Assignment:
Return the lines of the data below in which the string "separate" occurs.

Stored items
----

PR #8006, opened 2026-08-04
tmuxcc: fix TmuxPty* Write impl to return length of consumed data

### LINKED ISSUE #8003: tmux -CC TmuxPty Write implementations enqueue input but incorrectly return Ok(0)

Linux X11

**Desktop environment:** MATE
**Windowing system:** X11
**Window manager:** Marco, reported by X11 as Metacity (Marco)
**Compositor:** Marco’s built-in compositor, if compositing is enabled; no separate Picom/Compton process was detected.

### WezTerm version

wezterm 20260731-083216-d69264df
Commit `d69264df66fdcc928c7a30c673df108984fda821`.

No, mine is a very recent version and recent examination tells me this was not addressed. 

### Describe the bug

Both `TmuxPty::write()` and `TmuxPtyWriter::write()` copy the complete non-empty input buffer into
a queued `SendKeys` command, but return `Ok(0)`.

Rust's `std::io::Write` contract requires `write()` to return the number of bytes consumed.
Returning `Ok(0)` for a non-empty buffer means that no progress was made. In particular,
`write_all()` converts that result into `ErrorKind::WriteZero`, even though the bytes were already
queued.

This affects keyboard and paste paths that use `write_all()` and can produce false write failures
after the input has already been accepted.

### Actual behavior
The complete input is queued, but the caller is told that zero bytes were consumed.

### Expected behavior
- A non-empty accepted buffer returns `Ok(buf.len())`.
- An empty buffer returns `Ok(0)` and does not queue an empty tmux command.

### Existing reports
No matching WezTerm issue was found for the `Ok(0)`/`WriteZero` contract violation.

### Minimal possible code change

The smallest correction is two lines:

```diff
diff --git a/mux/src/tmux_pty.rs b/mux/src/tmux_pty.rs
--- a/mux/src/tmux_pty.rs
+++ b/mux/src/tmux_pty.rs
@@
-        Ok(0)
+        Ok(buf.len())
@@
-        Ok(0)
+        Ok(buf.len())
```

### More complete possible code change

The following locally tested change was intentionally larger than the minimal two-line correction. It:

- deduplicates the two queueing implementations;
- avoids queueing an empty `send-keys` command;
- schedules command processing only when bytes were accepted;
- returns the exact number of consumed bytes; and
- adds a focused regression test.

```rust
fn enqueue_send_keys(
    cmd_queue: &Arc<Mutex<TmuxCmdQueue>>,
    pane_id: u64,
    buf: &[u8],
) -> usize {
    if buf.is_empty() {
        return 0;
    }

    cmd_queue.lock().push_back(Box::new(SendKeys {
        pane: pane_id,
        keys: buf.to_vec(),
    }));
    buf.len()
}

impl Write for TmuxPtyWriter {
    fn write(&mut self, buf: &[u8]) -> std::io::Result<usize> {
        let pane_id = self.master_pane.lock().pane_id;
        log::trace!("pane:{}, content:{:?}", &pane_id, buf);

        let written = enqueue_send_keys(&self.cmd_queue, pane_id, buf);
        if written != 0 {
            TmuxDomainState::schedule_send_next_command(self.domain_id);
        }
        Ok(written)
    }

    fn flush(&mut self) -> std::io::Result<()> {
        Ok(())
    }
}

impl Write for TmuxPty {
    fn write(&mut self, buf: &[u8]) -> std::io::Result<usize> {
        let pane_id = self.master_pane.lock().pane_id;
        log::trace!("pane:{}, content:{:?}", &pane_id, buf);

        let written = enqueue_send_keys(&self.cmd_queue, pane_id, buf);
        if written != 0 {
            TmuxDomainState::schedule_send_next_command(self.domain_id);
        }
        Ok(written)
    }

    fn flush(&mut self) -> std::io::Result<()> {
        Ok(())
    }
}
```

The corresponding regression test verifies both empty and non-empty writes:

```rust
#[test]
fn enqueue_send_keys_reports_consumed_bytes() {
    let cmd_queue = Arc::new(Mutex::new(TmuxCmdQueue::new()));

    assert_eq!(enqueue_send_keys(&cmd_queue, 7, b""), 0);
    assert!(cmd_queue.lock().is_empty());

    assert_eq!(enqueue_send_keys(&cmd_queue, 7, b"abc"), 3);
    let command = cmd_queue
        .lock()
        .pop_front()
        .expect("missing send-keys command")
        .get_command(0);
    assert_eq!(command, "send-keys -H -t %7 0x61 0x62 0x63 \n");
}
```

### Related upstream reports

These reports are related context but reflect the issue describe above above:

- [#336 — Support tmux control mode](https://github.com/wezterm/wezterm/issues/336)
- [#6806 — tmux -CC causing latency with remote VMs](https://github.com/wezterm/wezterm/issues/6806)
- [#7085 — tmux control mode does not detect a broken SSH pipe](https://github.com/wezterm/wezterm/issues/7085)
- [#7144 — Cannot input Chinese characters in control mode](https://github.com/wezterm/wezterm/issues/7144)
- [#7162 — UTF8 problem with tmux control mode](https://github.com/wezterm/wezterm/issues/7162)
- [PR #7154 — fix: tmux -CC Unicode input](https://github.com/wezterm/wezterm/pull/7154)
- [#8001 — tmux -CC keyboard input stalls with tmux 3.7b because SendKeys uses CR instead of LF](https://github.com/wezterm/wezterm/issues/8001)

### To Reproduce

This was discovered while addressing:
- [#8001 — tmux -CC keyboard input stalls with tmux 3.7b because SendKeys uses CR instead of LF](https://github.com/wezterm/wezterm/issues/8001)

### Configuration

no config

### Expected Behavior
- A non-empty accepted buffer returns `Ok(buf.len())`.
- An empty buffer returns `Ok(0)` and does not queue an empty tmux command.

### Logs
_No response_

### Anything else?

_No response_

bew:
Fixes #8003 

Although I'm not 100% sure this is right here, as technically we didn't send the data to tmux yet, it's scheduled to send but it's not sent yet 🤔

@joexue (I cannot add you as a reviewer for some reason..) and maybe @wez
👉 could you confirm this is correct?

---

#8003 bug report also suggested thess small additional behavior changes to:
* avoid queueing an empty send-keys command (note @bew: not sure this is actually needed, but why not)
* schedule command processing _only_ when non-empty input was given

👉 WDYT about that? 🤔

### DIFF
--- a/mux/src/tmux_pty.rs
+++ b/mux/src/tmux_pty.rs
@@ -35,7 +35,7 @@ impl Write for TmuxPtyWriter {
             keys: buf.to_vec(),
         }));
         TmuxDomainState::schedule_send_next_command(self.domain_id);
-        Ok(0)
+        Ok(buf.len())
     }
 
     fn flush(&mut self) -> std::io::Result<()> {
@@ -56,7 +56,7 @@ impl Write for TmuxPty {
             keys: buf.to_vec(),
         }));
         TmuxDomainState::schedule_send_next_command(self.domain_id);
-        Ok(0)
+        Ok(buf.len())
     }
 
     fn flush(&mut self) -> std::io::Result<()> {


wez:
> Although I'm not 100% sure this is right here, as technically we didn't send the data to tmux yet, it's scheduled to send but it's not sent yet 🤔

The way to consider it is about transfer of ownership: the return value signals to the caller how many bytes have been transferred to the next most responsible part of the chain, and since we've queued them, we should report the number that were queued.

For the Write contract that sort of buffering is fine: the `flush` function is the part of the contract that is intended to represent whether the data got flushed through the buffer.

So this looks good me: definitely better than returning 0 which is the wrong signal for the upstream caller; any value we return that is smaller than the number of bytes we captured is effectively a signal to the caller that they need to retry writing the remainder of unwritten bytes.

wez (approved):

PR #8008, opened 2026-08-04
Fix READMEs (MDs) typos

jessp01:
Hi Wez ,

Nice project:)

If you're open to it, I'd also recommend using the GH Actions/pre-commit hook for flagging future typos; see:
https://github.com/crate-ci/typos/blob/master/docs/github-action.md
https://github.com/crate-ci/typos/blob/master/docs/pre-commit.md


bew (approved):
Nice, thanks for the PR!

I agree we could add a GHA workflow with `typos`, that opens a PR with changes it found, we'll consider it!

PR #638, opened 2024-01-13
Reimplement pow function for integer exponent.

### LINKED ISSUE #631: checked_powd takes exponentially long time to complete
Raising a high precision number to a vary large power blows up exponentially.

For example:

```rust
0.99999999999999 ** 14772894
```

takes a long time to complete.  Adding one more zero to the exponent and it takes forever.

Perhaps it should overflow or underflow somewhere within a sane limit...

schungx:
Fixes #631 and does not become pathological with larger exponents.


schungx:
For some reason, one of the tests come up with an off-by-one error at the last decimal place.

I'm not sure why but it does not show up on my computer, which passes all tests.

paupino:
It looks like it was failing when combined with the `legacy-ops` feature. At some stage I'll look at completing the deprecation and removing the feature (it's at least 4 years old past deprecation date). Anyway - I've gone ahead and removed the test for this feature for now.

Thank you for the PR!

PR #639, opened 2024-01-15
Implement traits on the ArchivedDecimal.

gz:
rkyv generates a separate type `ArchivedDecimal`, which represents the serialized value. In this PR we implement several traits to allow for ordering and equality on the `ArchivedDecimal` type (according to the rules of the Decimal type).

----

Solution for this task:
**Compositor:** Marco’s built-in compositor, if compositing is enabled; no separate Picom/Compton process was detected.
rkyv generates a separate type `ArchivedDecimal`, which represents the serialized value. In this PR we implement several traits to allow for ordering and equality on the `ArchivedDecimal` type (according to the rules of the Decimal type).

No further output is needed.